[Saved entries]
PR #17655, opened 2025-04-03
CAMEL-21736 google-bigquery-sql: Support fetching query results for S…

anirudh-04:
…ELECT statements

# Description
Opening this as a draft to check if the approach is correct. The update allows SELECT queries to return actual results instead of just the row count. Let me know if this aligns with expectations or if any changes are needed. Thanks!

# Target

# Tracking


oscerd:
@lsergio FYI

anirudh-04:
> Looks good. In the issue there was a user aiming to work on this, next time please first ask if a contributor is working on that or not, to avoid waste of time and work of others. Thanks.

Apologies, I thought sufficient time had passed. Would ask from next time 🙌

davsclaus (approved):

davsclaus:
Is there any kind of limit on the number of returned rows, what can happen if there is a lot of rows then we build up an im-memory list of all the rows.

anirudh-04:
@davsclaus it does seem like the maximum response size can be quite large - 10GB. There are ways to paginate the response which could help avoid OOME. Please suggest an approach here. 

Limit documentation - https://cloud.google.com/bigquery/quotas

oscerd:
I think we should return a paginated result, or at least we need to verify the number of rows returned and eventually choose to paginate.

anirudh-04:
@oscerd to confirm, by paginated result - do you mean that the first response should return only a single page of results along with a nextPageToken (in Header) that clients can use in subsequent requests to fetch additional pages?

oscerd:
Yes, so the end user can iterate.

anirudh-04:
Should I be committing the auto-generated google-bigquery-sql.json, GoogleBigQuerySQLEndpointUriFactory.java, GoogleBigQuerySQLEndpointConfigurer.java changes as well?

oscerd (commented):
Yes, you should. Thanks.

PR #17694, opened 2025-04-08
CAMEL-21937: stop routing messages if one of the tools invoked stop

orpiske:


oscerd (approved):

orpiske:
This needs further discussion, so I'm not going to merge it just yet (and it may be open for some days as my PTO is approaching quickly).

PR #17731, opened 2025-04-11
CAMEL-21947: camel-file/camel-ftp: If read lock is not acquired then …

davsclaus:
…file is not removed from idempotent repo if eager=true. WIP patch.

# Description

# Target

# Tracking

### DIFF
--- a/components/camel-ftp/src/test/java/org/apache/camel/component/file/remote/integration/FtpReadLockNotStartedIT.java
+++ b/components/camel-ftp/src/test/java/org/apache/camel/component/file/remote/integration/FtpReadLockNotStartedIT.java
@@ -1,0 +1,104 @@
+/*
+ * Licensed to the Apache Software Foundation (ASF) under one or more
+ * contributor license agreements.  See the NOTICE file distributed with
+ * this work for additional information regarding copyright ownership.
+ * The ASF licenses this file to You under the Apache License, Version 2.0
+ * (the "License"); you may not use this file except in compliance with
+ * the License.  You may obtain a copy of the License at
+ *
+ *      http://www.apache.org/licenses/LICENSE-2.0
+ *
+ * Unless required by applicable law or agreed to in writing, software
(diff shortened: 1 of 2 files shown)


oscerd (approved):

components/camel-ftp/src/test/java/org/apache/camel/component/file/remote/integration/FtpReadLockNotStartedIT.java
```diff
@@ -0,0 +1,104 @@
...
+
+    @TempDir
+    Path testDirectory;
+
+    @BindToRegistry("myLock")
+    private final GenericFileProcessStrategy lock = new MyReadLock();
+
+    protected String getFtpUrl() {
+        return "ftp://admin@localhost:{{ftp.server.port}}"
+               + "/notstarted?password=admin&processStrategy=#myLock&idempotent=true";
```
lantzen, line 49: Should this not also be "&idempotentEager=true"?

davsclaus: eager is true by default

components/camel-ftp/src/test/java/org/apache/camel/component/file/remote/integration/FtpReadLockNotStartedIT.java
lantzen, line 1: This unit-test was elegant and take a lot less time to execute than the on in my PR, with a lot of take aways :)

davsclaus: Yes but testing with the real FTP server is better but can be hard - this test do indeed end up calling started = false, and trigger that part of the code you identified where the bug was. So both the unit test and also debugging this unit test ensured that this code part was called. And the repo is also checked to ensure the file is deleted from the repo so it can be picked up again later.

PR #24729, opened 2026-07-15
CAMEL-24072: camel-jms - Fix transacted=true breaking ConnectionFactory autowiring

davsclaus:
## Summary

Fixes component-level `transacted=true` breaking `ConnectionFactory` autowiring during startup with `IllegalArgumentException: connectionFactory must be specified`.

The guard condition in `JmsComponent.doInit()` used `getOrCreateTransactionManager()` which eagerly creates a `JmsTransactionManager` — and that requires a `ConnectionFactory` that hasn't been autowired yet (since the autowiring is the body of the very if-statement being evaluated). Changed to `getTransactionManager()` (plain getter, no side effects) so the guard only checks whether a TM was explicitly configured, without triggering lazy creation.

- **Root cause**: CAMEL-14220 changed `getTransactionManager()` → `getOrCreateTransactionManager()` to fix camel-activemq (which overrides `createConnectionFactory()` and is unaffected). Plain camel-jms has no such override and throws.
- **Fix**: Revert the guard to `getTransactionManager()`. The lazy TM creation still happens later when the endpoint/consumer is actually created.
- **Tests**: Added `JmsTransactedAutowiredConnectionFactoryTest` — reproducer that fails without the fix. All camel-jms (437 tests), camel-activemq, and camel-activemq6 tests pass.

### DIFF
--- a/components/camel-jms/src/main/java/org/apache/camel/component/jms/JmsComponent.java
+++ b/components/camel-jms/src/main/java/org/apache/camel/component/jms/JmsComponent.java
@@ -1126,7 +1126,7 @@ public class JmsComponent extends HeaderFilterStrategyComponent {
     @Override
     protected void doInit() throws Exception {
         // only attempt to set connection factory if there is no transaction manager
-        if (configuration.getConnectionFactory() == null && configuration.getOrCreateTransactionManager() == null
+        if (configuration.getConnectionFactory() == null && configuration.getTransactionManager() == null
                 && isAllowAutoWiredConnectionFactory()) {
             Set<ConnectionFactory> beans = getCamelContext().getRegistry().findByType(ConnectionFactory.class);
             if (beans.size() == 1) {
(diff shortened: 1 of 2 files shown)


gnodet (approved):
Clean one-line fix for the autowiring regression. The root cause is well-identified:

**Analysis:**
- `doInit()` guards CF autowiring with `configuration.getOrCreateTransactionManager() == null` — but `getOrCreateTransactionManager()` has a side-effect: when `transacted=true` (and `lazyCreateTransactionManager=true`, the default), it eagerly creates a `JmsTransactionManager`, so the null check always fails and autowiring is skipped
- The fix uses `getTransactionManager()` (pure getter, no side-effect) which correctly returns `null` when no TM was explicitly configured by the user, allowing the CF to be autowired as intended
- The TM still gets created later via `getOrCreateTransactionManager()` at line 1808 during template configuration — so transactional behavior is preserved

**Checklist:**
- [x] Tests: new `JmsTransactedAutowiredConnectionFactoryTest` reproduces the bug and verifies the fix — uses ArtemisService test infra properly
- [x] Commit convention: JIRA-linked (`CAMEL-24072`)
- [x] Minimal and focused change — only the affected line is touched
- [x] No public API changes, backward compatible
- [x] No static analysis findings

## What the task asks
Word for word, write out all of the entries again.

## Solved problem
PR #17655, opened 2025-04-03
CAMEL-21736 google-bigquery-sql: Support fetching query results for S…

anirudh-04:
…ELECT statements

# Description
Opening this as a draft to check if the approach is correct. The update allows SELECT queries to return actual results instead of just the row count. Let me know if this aligns with expectations or if any changes are needed. Thanks!

# Target

# Tracking


oscerd:
@lsergio FYI

anirudh-04:
> Looks good. In the issue there was a user aiming to work on this, next time please first ask if a contributor is working on that or not, to avoid waste of time and work of others. Thanks.

Apologies, I thought sufficient time had passed. Would ask from next time 🙌

davsclaus (approved):

davsclaus:
Is there any kind of limit on the number of returned rows, what can happen if there is a lot of rows then we build up an im-memory list of all the rows.

anirudh-04:
@davsclaus it does seem like the maximum response size can be quite large - 10GB. There are ways to paginate the response which could help avoid OOME. Please suggest an approach here. 

Limit documentation - https://cloud.google.com/bigquery/quotas

oscerd:
I think we should return a paginated result, or at least we need to verify the number of rows returned and eventually choose to paginate.

anirudh-04:
@oscerd to confirm, by paginated result - do you mean that the first response should return only a single page of results along with a nextPageToken (in Header) that clients can use in subsequent requests to fetch additional pages?

oscerd:
Yes, so the end user can iterate.

anirudh-04:
Should I be committing the auto-generated google-bigquery-sql.json, GoogleBigQuerySQLEndpointUriFactory.java, GoogleBigQuerySQLEndpointConfigurer.java changes as well?

oscerd (commented):
Yes, you should. Thanks.

PR #17694, opened 2025-04-08
CAMEL-21937: stop routing messages if one of the tools invoked stop

orpiske:


oscerd (approved):

orpiske:
This needs further discussion, so I'm not going to merge it just yet (and it may be open for some days as my PTO is approaching quickly).

PR #17731, opened 2025-04-11
CAMEL-21947: camel-file/camel-ftp: If read lock is not acquired then …

davsclaus:
…file is not removed from idempotent repo if eager=true. WIP patch.

# Description

# Target

# Tracking

### DIFF
--- a/components/camel-ftp/src/test/java/org/apache/camel/component/file/remote/integration/FtpReadLockNotStartedIT.java
+++ b/components/camel-ftp/src/test/java/org/apache/camel/component/file/remote/integration/FtpReadLockNotStartedIT.java
@@ -1,0 +1,104 @@
+/*
+ * Licensed to the Apache Software Foundation (ASF) under one or more
+ * contributor license agreements.  See the NOTICE file distributed with
+ * this work for additional information regarding copyright ownership.
+ * The ASF licenses this file to You under the Apache License, Version 2.0
+ * (the "License"); you may not use this file except in compliance with
+ * the License.  You may obtain a copy of the License at
+ *
+ *      http://www.apache.org/licenses/LICENSE-2.0
+ *
+ * Unless required by applicable law or agreed to in writing, software
(diff shortened: 1 of 2 files shown)


oscerd (approved):

components/camel-ftp/src/test/java/org/apache/camel/component/file/remote/integration/FtpReadLockNotStartedIT.java
```diff
@@ -0,0 +1,104 @@
...
+
+    @TempDir
+    Path testDirectory;
+
+    @BindToRegistry("myLock")
+    private final GenericFileProcessStrategy lock = new MyReadLock();
+
+    protected String getFtpUrl() {
+        return "ftp://admin@localhost:{{ftp.server.port}}"
+               + "/notstarted?password=admin&processStrategy=#myLock&idempotent=true";
```
lantzen, line 49: Should this not also be "&idempotentEager=true"?

davsclaus: eager is true by default

components/camel-ftp/src/test/java/org/apache/camel/component/file/remote/integration/FtpReadLockNotStartedIT.java
lantzen, line 1: This unit-test was elegant and take a lot less time to execute than the on in my PR, with a lot of take aways :)

davsclaus: Yes but testing with the real FTP server is better but can be hard - this test do indeed end up calling started = false, and trigger that part of the code you identified where the bug was. So both the unit test and also debugging this unit test ensured that this code part was called. And the repo is also checked to ensure the file is deleted from the repo so it can be picked up again later.

PR #24729, opened 2026-07-15
CAMEL-24072: camel-jms - Fix transacted=true breaking ConnectionFactory autowiring

davsclaus:
## Summary

Fixes component-level `transacted=true` breaking `ConnectionFactory` autowiring during startup with `IllegalArgumentException: connectionFactory must be specified`.

The guard condition in `JmsComponent.doInit()` used `getOrCreateTransactionManager()` which eagerly creates a `JmsTransactionManager` — and that requires a `ConnectionFactory` that hasn't been autowired yet (since the autowiring is the body of the very if-statement being evaluated). Changed to `getTransactionManager()` (plain getter, no side effects) so the guard only checks whether a TM was explicitly configured, without triggering lazy creation.

- **Root cause**: CAMEL-14220 changed `getTransactionManager()` → `getOrCreateTransactionManager()` to fix camel-activemq (which overrides `createConnectionFactory()` and is unaffected). Plain camel-jms has no such override and throws.
- **Fix**: Revert the guard to `getTransactionManager()`. The lazy TM creation still happens later when the endpoint/consumer is actually created.
- **Tests**: Added `JmsTransactedAutowiredConnectionFactoryTest` — reproducer that fails without the fix. All camel-jms (437 tests), camel-activemq, and camel-activemq6 tests pass.

### DIFF
--- a/components/camel-jms/src/main/java/org/apache/camel/component/jms/JmsComponent.java
+++ b/components/camel-jms/src/main/java/org/apache/camel/component/jms/JmsComponent.java
@@ -1126,7 +1126,7 @@ public class JmsComponent extends HeaderFilterStrategyComponent {
     @Override
     protected void doInit() throws Exception {
         // only attempt to set connection factory if there is no transaction manager
-        if (configuration.getConnectionFactory() == null && configuration.getOrCreateTransactionManager() == null
+        if (configuration.getConnectionFactory() == null && configuration.getTransactionManager() == null
                 && isAllowAutoWiredConnectionFactory()) {
             Set<ConnectionFactory> beans = getCamelContext().getRegistry().findByType(ConnectionFactory.class);
             if (beans.size() == 1) {
(diff shortened: 1 of 2 files shown)


gnodet (approved):
Clean one-line fix for the autowiring regression. The root cause is well-identified:

**Analysis:**
- `doInit()` guards CF autowiring with `configuration.getOrCreateTransactionManager() == null` — but `getOrCreateTransactionManager()` has a side-effect: when `transacted=true` (and `lazyCreateTransactionManager=true`, the default), it eagerly creates a `JmsTransactionManager`, so the null check always fails and autowiring is skipped
- The fix uses `getTransactionManager()` (pure getter, no side-effect) which correctly returns `null` when no TM was explicitly configured by the user, allowing the CF to be autowired as intended
- The TM still gets created later via `getOrCreateTransactionManager()` at line 1808 during template configuration — so transactional behavior is preserved

**Checklist:**
- [x] Tests: new `JmsTransactedAutowiredConnectionFactoryTest` reproduces the bug and verifies the fix — uses ArtemisService test infra properly
- [x] Commit convention: JIRA-linked (`CAMEL-24072`)
- [x] Minimal and focused change — only the affected line is touched
- [x] No public API changes, backward compatible
- [x] No static analysis findings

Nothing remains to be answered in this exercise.